PR #479, opened 2021-08-06
tests: allow prerelease dependency versions under Python 3.9

tseaver:
Also, drop use of 'pytz', which is no longer depended on by `google-api-core` / `google-cloud-core`.

Instead, use either `datetime.timezone.utc` or `google.cloud._helpers.UTC`, depending on usage.


larkee (approved):

tseaver:
The error here is because we patch `time.time`, which ends up being called more than once because OT is emitting an unexpected warning message:

```python
google/cloud/spanner_v1/session.py:371: in run_in_transaction
    txn.commit(
google/cloud/spanner_v1/transaction.py:161: in commit
    with trace_call("CloudSpanner.Commit", self._session, trace_attributes):
/usr/local/lib/python3.9/contextlib.py:117: in __enter__
    return next(self.gen)
google/cloud/spanner_v1/_opentelemetry_tracing.py:55: in trace_call
    span.set_status(Status(StatusCode.OK))
.nox/unit-3-9/lib/python3.9/site-packages/opentelemetry/trace/status.py:57: in __init__
    logger.warning(
/usr/local/lib/python3.9/logging/__init__.py:1446: in warning
    self._log(WARNING, msg, args, **kwargs)
/usr/local/lib/python3.9/logging/__init__.py:1575: in _log
    record = self.makeRecord(self.name, level, fn, lno, msg, args,
/usr/local/lib/python3.9/logging/__init__.py:1544: in makeRecord
    rv = _logRecordFactory(name, level, fn, lno, msg, args, exc_info, func,
/usr/local/lib/python3.9/logging/__init__.py:283: in __init__
    ct = time.time()
_ _ _ _ _ _ _ _ _ _ _ _ _ _ _ _ _ _ _ _ _ _ _ _ _ _ _ _ _ _ _ _ _ _ _ _ _ _ _ _

    def _time(_results=[1, 1.5]):
>       return _results.pop(0)
E       IndexError: pop from empty list

tests/unit/test_session.py:1192: IndexError
------------------------------ Captured log call -------------------------------
WARNING  opentelemetry.trace.status:status.py:57 description should only be set when status_code is set to StatusCode.ERROR
```

We can clearly work around this issue by making our `_time` mock an infinite generator. However,  I don't believe the traceback which triggered the error here.  This line:

```python
google/cloud/spanner_v1/_opentelemetry_tracing.py:55: in trace_call
    span.set_status(Status(StatusCode.OK))
```
clearly does *not* pass a non-default `description` to the `Status` constructor (which is what the warning is complaining about).

I wish there was a way for us to see the list of installed packages in the virtual environment.

PR #484, opened 2021-08-11
fix(samples): batch_update() results processing error

IlyaFaer:
The original `batch_update()` method [returns two values](https://github.com/googleapis/python-spanner/blob/5629bacf780cf79c3af4cda3de50986c82e18c0d/google/cloud/spanner_v1/transaction.py#L315-L321): batch status and row counts, while the sample accepts only one value from the method call (and checks its length, which is always equal to 2).

### DIFF
--- a/samples/samples/snippets.py
+++ b/samples/samples/snippets.py
@@ -1509,6 +1509,8 @@ def delete_data_with_partitioned_dml(instance_id, database_id):
 def update_with_batch_dml(instance_id, database_id):
     """Updates sample data in the database using Batch DML. """
     # [START spanner_dml_batch_update]
+    from google.rpc.code_pb2 import OK
+
     # instance_id = "your-spanner-instance"
     # database_id = "your-spanner-db-id"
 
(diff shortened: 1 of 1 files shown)


skuruppu (approved):

samples/samples/snippets.py
```diff
@@ -1529,7 +1529,11 @@ def update_with_batch_dml(instance_id, database_id):
     )
 
     def update_albums(transaction):
-        row_cts = transaction.batch_update([insert_statement, update_statement])
+        status, row_cts = transaction.batch_update([insert_statement, update_statement])
+
+        # check response status and process error (if occurred)
+        # if status.code != rpc.code_pb2.OK:
+        # ...
```
larkee, line 1536: I have concerns about this comment creating incorrect expectations. Yes, you can check the status here and do something different non-OK statuses. However, the error will still be raised by `run_in_transaction` when `commit()` is called unless you raise something else within the transaction logic.

larkee: Perhaps we should add the check in the sample to show best practices and include comments explaining the peculiarities, e.g.
```
if status.code != OK:
  # Do handling here.
  # Note: the error will still be raised when commit is called by `run_in_transaction`.
  return
```

WDYT, @IlyaFaer?

IlyaFaer: @larkee, yeah, it can be done

larkee (approved):

PR #543, opened 2021-08-27
fix(db_api): move connection validation into a separate method

IlyaFaer:
Fixes https://github.com/googleapis/python-spanner-sqlalchemy/issues/104


tests/unit/spanner_dbapi/test_connection.py
```diff
@@ -624,3 +624,46 @@ def test_retry_transaction_w_empty_response(self):
...
+        snapshot_ctx = mock.Mock()
+        snapshot_ctx.__enter__ = mock.Mock(return_value=snapshot_obj)
+        snapshot_ctx.__exit__ = exit_func
+        snapshot_method = mock.Mock(return_value=snapshot_ctx)
+
+        connection.database.snapshot = snapshot_method
+
+        connection.validate()
+
+    def test_validate_fail(self):
```
larkee, line 648: This test only checks that an error is raised if the backend returns an incorrect result. There is no test for an invalid instance or database, or if the connection is closed.

google/cloud/spanner_dbapi/connection.py
```diff
@@ -349,6 +349,24 @@ def run_statement(self, statement, retried=False):
...
+        invalid, target database is not found, or the request result
+        is incorrect.
+
+        :raises: :class:`InterfaceError`: if this connection is closed.
+        :raises: :class:`OperationalError`: if the request result is incorrect.
+        """
+        self._raise_if_closed()
+
+        with self.database.snapshot() as snapshot:
+            if [[1]] != list(snapshot.execute_sql("SELECT 1")):
```
larkee, line 367: nit: prefer `list(snapshot.execute_sql("SELECT 1")) != [[1]]`

google/cloud/spanner_dbapi/connection.py
```diff
@@ -349,6 +349,24 @@ def run_statement(self, statement, retried=False):
...
+                raise OperationalError("The connection is invalid")
```
larkee, line 368: This error message could be more helpful; currently there is no indication of why the connection is invalid.

larkee (changes requested):
This PR will not behave as intended against production. Please add system tests.

tests/unit/spanner_dbapi/test_connection.py
IlyaFaer: I agree on adding a test for a closed connection, but do we need tests for an invalid instance/database? It'll be an error from deeper `execute_sql()` call, and we do nothing with this error. Meaning it doesn't seem to be strong related to the `ping()` method.

larkee: I'd prefer us to know exactly what the error surfaced to the user looks like so we can be sure it's clear to the user what went wrong.

IlyaFaer: Well, we don't do anything with the exception. If it's raised, it's raised.
Anyway, here is the test.

google/cloud/spanner_dbapi/connection.py
```diff
@@ -349,6 +349,28 @@ def run_statement(self, statement, retried=False):
...
+        """
+        Execute a minimal request to check if the connection
+        is valid and the related database is reachable.
+
+        Raise an exception in case if the connection is closed,
+        invalid, target database is not found, or the request result
+        is incorrect.
+
+        :raises: :class:`InterfaceError`: if this connection is closed.
+        :raises: :class:`OperationalError`: if the request result is incorrect.
```
larkee, line 362: Please also include `NotFound` if instance or database are non-existent. The previous paragraph mentions that an exception is raised in this case so it's good to explicitly state what this exception will be.

larkee (approved):
LGTM with the docstring addition

google/cloud/spanner_dbapi/connection.py
IlyaFaer: Done

PR #572, opened 2021-09-16
perf: use batch_update instead of sending a request for each statement

larkee:
This PR will improve the performance for queries that generate multiple statements by sending them together rather than one-by-one.


larkee:
Closed in favor of #630

PR #584, opened 2021-09-21
feat(db_api): support stale reads

IlyaFaer:
Based on #475 and requires it to be merged first.


google/cloud/spanner_dbapi/connection.py
```diff
@@ -165,6 +166,48 @@ def read_only(self, value):
...
         self._read_only = value
 
+    @property
+    def staleness(self):
+        """Current read staleness option value of this `Connection`.
+
+        Returns:
+            dict: Staleness type and value.
+        """
+        return self._staleness
```
larkee, line 176: In the interest of avoiding having to add `or {}` to a bunch of checks, perhaps it makes more sense to do one of the following:

1) Keep the default for `self._staleness` as `None` and update this line to `return self._staleness or {}`
2) Change the default for `self._staleness` to `{}` and update this method to return `None` if `self._staleness is {}`

Which one we use depends on whether getting `None` or an empty dict is more useful/clearer when calling `conn.staleness`

tests/unit/spanner_dbapi/test_connection.py
```diff
@@ -763,3 +755,121 @@ def test_validate_closed(self):
...
+        with self.assertRaises(ValueError):
+            connection.staleness = {"something": 4}
+
+        # no expected staleness types
+        with self.assertRaises(ValueError):
+            connection.staleness = {}
+
+    def test_staleness_inside_transaction(self):
+        """
+        Check that it's impossible to change the `steleness`
```
larkee, line 777:
```suggestion
        Check that it's impossible to change the `staleness`
```

tests/unit/spanner_dbapi/test_connection.py
```diff
@@ -763,3 +755,121 @@ def test_validate_closed(self):
...
+        """
+        connection = self._make_connection()
+        connection._transaction = mock.Mock(committed=False, rolled_back=False)
+
+        with self.assertRaises(ValueError):
+            connection.staleness = {"read_timestamp": datetime.datetime(2021, 9, 21)}
+
+    def test_staleness_multi_use(self):
+        """
+        Check that `steleness` option is correctly
```
larkee, line 788:
```suggestion
        Check that `staleness` option is correctly
```

google/cloud/spanner_dbapi/connection.py
```diff
@@ -165,6 +166,48 @@ def read_only(self, value):
...
+                "read_timestamp",
+                "min_read_timestamp",
+                "max_staleness",
+                "exact_staleness",
+            ):
+                if opt in value and value[opt]:
+                    one_of_expected = True
+                    break
+
+            if not one_of_expected:
```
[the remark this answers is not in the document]
IlyaFaer: Done

larkee (approved):

skuruppu:
@IlyaFaer what do we need to do to get this merged? Are the test failures related to this change or are they flaky?

IlyaFaer:
@skuruppu, looks like there was a problem with lint (I've updated the `black` linting package locally, but kokoro seems to be using a particular version). Fixed it, let's see if everything is okay now.

PR #593, opened 2021-09-27
fix: add support for json data type

### LINKED ISSUE #592: bug: json data insert int db is failing
json data insert int db is failing

#### Environment details

  - OS type and version: Mac os latest
  - Python version: `python --version` 3.8
  - `google-cloud-spanner` 3.10

#### Steps to reproduce

  1. Insert json data in db using `cursor.execute` method
  2. Pass the json as dictionary without formatting it as string.

#### Code example

```python
    # Create table
    cur = conn.cursor()
    cur.execute(
        """
        CREATE TABLE JsonDetails (
            DataId     INT64 NOT NULL,
            Details    JSON,
        ) PRIMARY KEY (DataId)
    """
    )
    conn.close()

    # Insert data to table
    conn = Connection(shared_instance, dbapi_database)
    conn.autocommit = True
    cur = conn.cursor()
    cur.execute(
        sql="INSERT INTO JsonDetails (DataId, Details) VALUES (%s, %s)",
        args=(123, {"name": "Jakob", "age": "26"}),
    )

```

#### Stack trace
```
except InvalidArgument as e:
>           raise ProgrammingError(e.details if hasattr(e, "details") else e)
E           django.db.utils.ProgrammingError: 400 Value of type STRING cannot be assigned to value, which has type JSON [at 1:33]\nUPDATE tests_detail SET value = @a0 WHERE tests_detail.id = @a1\n
```

Thanks!

vi3k6i5:
Add support for json datatype, but adding mapping from dictionary to json for db insert.

Fixes #592 🦕


asthamohta (approved):
LGTM

larkee (commented):
Could you link to evidence that DB-API expects JSON to be passed in as a dict?

This code LGTM but I'm cautious about using dict unless there is precedent

vi3k6i5:
> Could you link to evidence that DB-API expects JSON to be passed in as a dict?
> 
> This code LGTM but I'm cautious about using dict unless there is precedent

If we pass a string from django, then type casting will be to "STRING", which causes this error. DB-api needs to know that json has to be passed, but that conversion happens based on instance type.

```
except InvalidArgument as e:
>           raise ProgrammingError(e.details if hasattr(e, "details") else e)
E           django.db.utils.ProgrammingError: 400 Value of type STRING cannot be assigned to value, which has type JSON [at 1:33]\nUPDATE tests_detail SET value = @a0 WHERE tests_detail.id = @a1\n
```

larkee:
> > Could you link to evidence that DB-API expects JSON to be passed in as a dict?
> > This code LGTM but I'm cautious about using dict unless there is precedent
> 
> If we pass a string from django, then type casting will be to "STRING", which causes this error. DB-api needs to know that json has to be passed, but that conversion happens based on instance type.

Hmm.. I see your point. Perhaps we should follow the route of [`pyscopg`](https://www.psycopg.org/docs/extras.html?highlight=json#json-adaptation) and add a custom type class `Json`. The benefit of doing so is we could allow JSON values to be specified as either an object or a string:
```
# Use object for JSON.
cur.execute(
        sql="INSERT INTO JsonDetails (DataId, Details) VALUES (%s, %s)",
        args=(123, Json({"name": "Jakob", "age": "26"})),
    )

# Use string for JSON.
cur.execute(
        sql="INSERT INTO JsonDetails (DataId, Details) VALUES (%s, %s)",
        args=(123, Json('{"age":"26","name":"Jakob"}')),
    )
```
WDYT?

vi3k6i5:
> > > Could you link to evidence that DB-API expects JSON to be passed in as a dict?
> > > This code LGTM but I'm cautious about using dict unless there is precedent
> > 
> > 
> > If we pass a string from django, then type casting will be to "STRING", which causes this error. DB-api needs to know that json has to be passed, but that conversion happens based on instance type.
> 
> Hmm.. I see your point. Perhaps we should follow the route of [`pyscopg`](https://www.psycopg.org/docs/extras.html?highlight=json#json-adaptation) and add a custom type class `Json`. The benefit of doing so is we could allow JSON values to be specified as either an object or a string:
> 
> ```
> # Use object for JSON.
> cur.execute(
>         sql="INSERT INTO JsonDetails (DataId, Details) VALUES (%s, %s)",
>         args=(123, Json({"name": "Jakob", "age": "26"})),
>     )
> 
> # Use string for JSON.
> cur.execute(
>         sql="INSERT INTO JsonDetails (DataId, Details) VALUES (%s, %s)",
>         args=(123, Json('{"age":"26","name":"Jakob"}')),
>     )
> ```
> 
> WDYT?

This makes sense, but then users would be tied to using our data type in their code. 

The mapping would still have to be added
```json_type: spanner.param_types.JSON,```

and the conversion from `json` to `json_dump`
```
    if isinstance(value, json_type):
        return Value(
            string_value=json.dumps(value, sort_keys=True, separators=(",", ":"),)
        )
```

**Comment by IlyaFaer** [comment]
Apologies for bursting in without an invitation, but it should be mentioned we support such a params style:
https://github.com/googleapis/python-spanner/blob/f59d08bf5562e52fbe1535047ddafaa399814b3e/tests/unit/spanner_dbapi/test_parse_utils.py#L276-L279

Also there is a request to support `pyformat` formatting style, which'll also use `dict`:
https://www.python.org/dev/peps/pep-0249/#paramstyle

Considering it, using `dict` as a JSON data type can be little bit confusing. I second @larkee proposal to add a separate JSON data type class.

**Comment by vi3k6i5** [comment]
> Apologies for bursting in without an invitation, but it should be mentioned we support such a params style:
> https://github.com/googleapis/python-spanner/blob/f59d08bf5562e52fbe1535047ddafaa399814b3e/tests/unit/spanner_dbapi/test_parse_utils.py#L276-L279
> 
> Also there is a request to support `pyformat` formatting style, which'll also use `dict`:
> https://www.python.org/dev/peps/pep-0249/#paramstyle
> 
> Considering it, using `dict` as a JSON data type can be little bit confusing. I second @larkee proposal to add a separate JSON data type class.

Makes sense, will add a separate JSON type for the same.

**Comment by vi3k6i5** [comment]
@larkee @IlyaFaer Not able to find the right place to define the json type, any suggestions ?

**Comment by IlyaFaer** [comment]
I guess it should live somewhere in https://github.com/googleapis/python-spanner/tree/main/google/cloud/spanner_v1/types, as a  separate file (because in other files there are protos).

Also there is a [types.py](https://github.com/googleapis/python-spanner/blob/main/google/cloud/spanner_dbapi/types.py) file for DB API, but writing a class into this file looks like it's going to be used only by the DB API.

**Comment by vi3k6i5** [comment]
@IlyaFaer : Thank you for the suggestion, added a new object called JsonObject and moved it to types.

**Review by asthamohta — APPROVED** [review]

File: google/cloud/spanner_v1/types/data_types.py [hunk 1]
```diff
@@ -0,0 +1,25 @@
...
+# WITHOUT WARRANTIES OR CONDITIONS OF ANY KIND, either express or implied.
+# See the License for the specific language governing permissions and
+# limitations under the License.
+
+"""Custom data types for spanner."""
+
+
+class JsonObject(dict):
+    """
+    JsonObject type help format Django jsonfield to compatible Cloud Spanner's
```
IlyaFaer, line 20: `jsonfield` - looks like a typo

tests/system/test_dbapi.py
```diff
@@ -328,6 +328,53 @@ def test_DDL_autocommit(shared_instance, dbapi_database):
...
+    cur = conn.cursor()
+    cur.execute(
+        """
+        CREATE TABLE JsonDetails (
+            DataId     INT64 NOT NULL,
+            Details    JSON,
+        ) PRIMARY KEY (DataId)
+    """
+    )
+    conn.close()
```
IlyaFaer, line 348: You probably don't need to `close()` connection and open new for every operation. It should be okay to use single `Connection` and `Cursor` objects for the whole test.

google/cloud/spanner_v1/types/data_types.py
vi3k6i5: jsonfield is a datatype in django, corrected the case for the same.

tests/system/test_dbapi.py
vi3k6i5: removed extra connection creation and reused the 1st connection.

larkee:
> I guess it should live somewhere in https://github.com/googleapis/python-spanner/tree/main/google/cloud/spanner_v1/types, as a separate file (because in other files there are protos).

Ahh, unfortunately, that is a generated directory which means we shouldn't put handwritten code there as it will be overwritten/removed whenever the code is regenerated.

I think the best option is to move `data_types.py` to `google/cloud/spanner_v1` and add `JsonObject` to the `google/cloud/spanner_v1/__init__` file so it can be easily imported e.g.
```
from google.cloud.spanner_v1 import JsonObject
```

vi3k6i5:
@larkee : Done, Thanks.

larkee (approved):

PR #594, opened 2021-09-27
chore: exclude 'CODEOWNERS' from templated files

tseaver:
See: https://github.com/googleapis/synthtool/pull/1201


parthea:
@tseaver  I'm going to close this PR because we've got a compatible change in https://github.com/googleapis/python-spanner/pull/642.

PR #603, opened 2021-09-30
feat(db_api): make rowcount property NotImplemented

IlyaFaer:
The original issue: https://github.com/googleapis/python-spanner-sqlalchemy/issues/121
As we're not able to implement `rowcount` property according to the PEP-249, erasing its functionality (which is actual for only single one case - UPDATE query in `autocommit` mode).


larkee (approved):

vi3k6i5:
Updates with autocommit is default in Django, which breaks with these changes, can we undo these changes? @IlyaFaer

IlyaFaer:
@vi3k6i5, these changes were changed not very long ago, here #628

vi3k6i5:
The fix in #628 is not working for Django. In Django model object update in auto-commit mode checks for success by getting the `_row_count` value which is now returning -1 and thus Django thinks that the update failed.

vi3k6i5:
Not able to run updates because of this change:
`
author_kent = Author(
    first_name="Arthur",
    last_name="Kent",
    rating=Decimal("4.1"),
)
author_kent.save() # Works file
author_kent.rating = Decimal("4.2")
author_kent.save() # Fails with following error
`

Error
`
E           grpc._channel._InactiveRpcError: <_InactiveRpcError of RPC that terminated with:
E           	status = StatusCode.ALREADY_EXISTS
E           	details = "Failed to insert row with primary key ({pk#id:837916644807504432}) due to previously existing row"
E           	debug_error_string = "{"created":"@1643794129.022745000","description":"Error received from peer ipv4:0.0.0.0:9010","file":"src/core/lib/surface/call.cc","file_line":1075,"grpc_message":"Failed to insert row with primary key ({pk#id:837916644807504432}) due to previously existing row","grpc_status":6}"
E           >

../../.virtualenvs/temp_2/lib/python3.9/site-packages/grpc/_channel.py:849: _InactiveRpcError
`


Reason for the failure is pretty simple:
1. During `author_kent.save()` Django tries to first update the value always, if that is successful then the query is ended else it tries to insert.
2. The way django checks if a update was successful or not is by checking row_count > 0 [Link](https://github.com/django/django/blob/main/django/db/models/sql/compiler.py#L1612)

Since we are returning -1 for row_count, django assumes the update has failed and tries to insert data again which fails because there is already an entry in db with the same primary key.

Solution would be to revert the row_count changes.

Can you elaborate where the row_count returns incorrect result which does not match the expectation set in [PEP 249](https://www.python.org/dev/peps/pep-0249/#rowcount) 

Specifically [point 7](https://www.python.org/dev/peps/pep-0249/#id46) and [point 9](https://www.python.org/dev/peps/pep-0249/#id48). 

Thanks

PR #295, opened 2023-02-21
Sanitize --constraint flag before passing argument to condor

### LINKED ISSUE #289: --constraint flag should allow for --constraint="constraint_value" syntax
Currently, we pass the `--constraint` value in `jobsub_cmd` straight to condor when we run jobsub_q, jobsub_rm, etc.  The problem is that condor doesn't support `-constraint="my_fake_constraint"` syntax, and so when we pass something like 

`jobsub_q -G mygroup --constraint="my_fake_constraint"`

we get an error, because condor doesn't know what to do.  It's a special case, but a commonly-used one, so we should take care to pass the correct constraint flag if it's given on the command line by the user.

shreyb:
Closes #289

### DIFF
--- a/bin/jobsub_cmd
+++ b/bin/jobsub_cmd
@@ -85,6 +85,9 @@ def main() -> None:
         passthru.append(arglist.jobid)
     if arglist.user:
         passthru.append(arglist.user)
+    # If they gave us --constraint, sanitize it and add to passthru
+    if arglist.constraint:
+        passthru.extend(["-constraint", arglist.constraint])
 
     if os.environ.get("GROUP", None) is None:
         raise SystemExit(f"{sys.argv[0]} needs -G group or $GROUP in the environment.")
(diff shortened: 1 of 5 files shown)


shreyb:
Note:  I cherry-picked one of these commits for another PR.  So this PR will change before I mark it ready for review.  Also, I want to add an integration/unit test.

shreyb:
Checked with the following commands:

```
$ jobsub_q -G fermilab --constraint='Owner=="dunepro"' --jobid=6113.0@jobsubdevgpvm01.fnal.gov 
$ jobsub_q -G fermilab --constraint 'Owner=="sbhat"' --jobid=6113.0@jobsubdevgpvm01.fnal.gov 
$ jobsub_q -G fermilab --constraint='Owner=="sbhat"' --jobid=6113.0@jobsubdevgpvm01.fnal.gov 
$ jobsub_q -G fermilab --constraint 'Owner=="dunepro"' --jobid=6113.0@jobsubdevgpvm01.fnal.gov 
```

That job was one submitted by me, so the dunepro checks were invalid, but still should get parsed.  The sbhat checks should be valid, and of course get parsed.

shreyb:
All unit tests pass.

marcmengel (approved):
Excellent!  I like the tests.

PR #298, opened 2023-02-22
Move cmd and script transfers to end of job

retzkek:
Transfer info was showing up at the top of stderr, which could confuse and anger users. Here they won't show up in the web logs at all, but could still be seen in the spool logs for debugging. Downside is if the job is violently killed such that the postscript functions don't get to run, they won't get transferred.

Also includes a couple comments regarding changing log output url and/or path for posterity.


shreyb (approved):
LGTM.  Thanks for noting that bit about if the job gets killed in an unusual way, we won't see this go through.

PR #303, opened 2023-02-23
Fixes to fixes

marcmengel:
This fixes the tarball problems introduced with symlinks, adds LD_LIBRARY_PATH-proofing to rest of scripts in bin, and adds extra horizontal lines and whitespace to make the job_id  stand out.

### DIFF
--- a/bin/condor_submit
+++ b/bin/condor_submit
@@ -23,6 +23,11 @@ import sys
 import os
 import os.path
 import argparse
+
+if os.environ.get("LD_LIBRARY_PATH", ""):
+    del os.environ["LD_LIBRARY_PATH"]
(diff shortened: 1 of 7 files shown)


shreyb:
@marcmengel Love the highlighting.

I ran unit tests on this, including Marc's new one that has a symlink in the test tarball, and also ran the following (a pseudo-integration test):

```jobsub_submit -G fermilab --tar-file-name tardir:///home/sbhat/TestJobs/TestDir file:///usr/bin/sleep 300```

I can confirm that with current `master`, this fails, but with this PR checked out, it works.

Approved.

shreyb (approved):

PR #309, opened 2023-02-25
hard and softlink tar handling, modified tarfile in current directory

marcmengel:


marcmengel:
We should review this after a bit more testing.

lib/tarfiles.py
```diff
@@ -65,16 +65,16 @@ def __call__(self, r: requests.Request) -> requests.Request:
 def tarchmod(tfn: str) -> str:
     """copy a tarfile to a compressed tarfile changing modes of contents to 755"""
     os.environ["GZIP"] = "-n"
-    ofn = f"{tfn}.o.gz"
+    ofn = os.path.basename(f"{tfn}.o.gz")
```
shreyb, line 68: Do we want to also catch an exception in case the user tries to create the tarball in a read-only dir, and give a helpful error message?  Something like "jobsub_lite needs to create a temporary copy of the tarball you are attempting to upload, {tfn}, in the current working directory, but this directory is read-only.  Please change directories to somewhere you have permission to write to, and try resubmitting your job(s)."

What do you think?

shreyb (changes requested):
LGTM, but I have a single comment about maybe we should warn users if they're on a read-only FS.

lib/tarfiles.py
marcmengel: We should do that several places in here, then...  We could make one routine for it and call it in several places?   Do you think it is sufficient to just check if the current directory is writable?

shreyb: Yeah - I think that's sufficient for now.  @retzkek and I were talking offline about how we need to be catching errors in a lot of other places in the code, rather than spitting tracebacks at users.  We could add a ticket for tarfile errors, especially because it's a few layers down, and can be confusing for even us to figure out the issue.

shreyb:
Note:  This PR comes from ticket INC000001147543 in ServiceNow, where a mu2e user previously was unable to submit a job with a tarball, and still won't be able to after 1.1.1 is deployed.  This PR should fix that issue.

I took the user's tarball, and reproduced the error in 1.1.1, and have confirmed that with this PR's code checked out, the error disappears and jobs can be submitted.  We'll be reaching out to the user to test on Monday, as well as running our own tests, as @marcmengel mentioned above.

lib/tarfiles.py
marcmengel: Done.  I added a check_writable routine that we call before we do tarfile creation; it checks if the current directory is writable, and  it explains that it really wanted to write in the current directory but couldn't, and exits.

shreyb (commented):
LGTM.  We'll test it out more on Monday before approving/merging, as Marc mentioned.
§ §
__What is needed__. Check each line above for the word "original", and copy the lines where it appears.

__Result__.
The original `batch_update()` method [returns two values](https://github.com/googleapis/python-spanner/blob/5629bacf780cf79c3af4cda3de50986c82e18c0d/google/cloud/spanner_v1/transaction.py#L315-L321): batch status and row counts, while the sample accepts only one value from the method call (and checks its length, which is always equal to 2).
The original issue: https://github.com/googleapis/python-spanner-sqlalchemy/issues/121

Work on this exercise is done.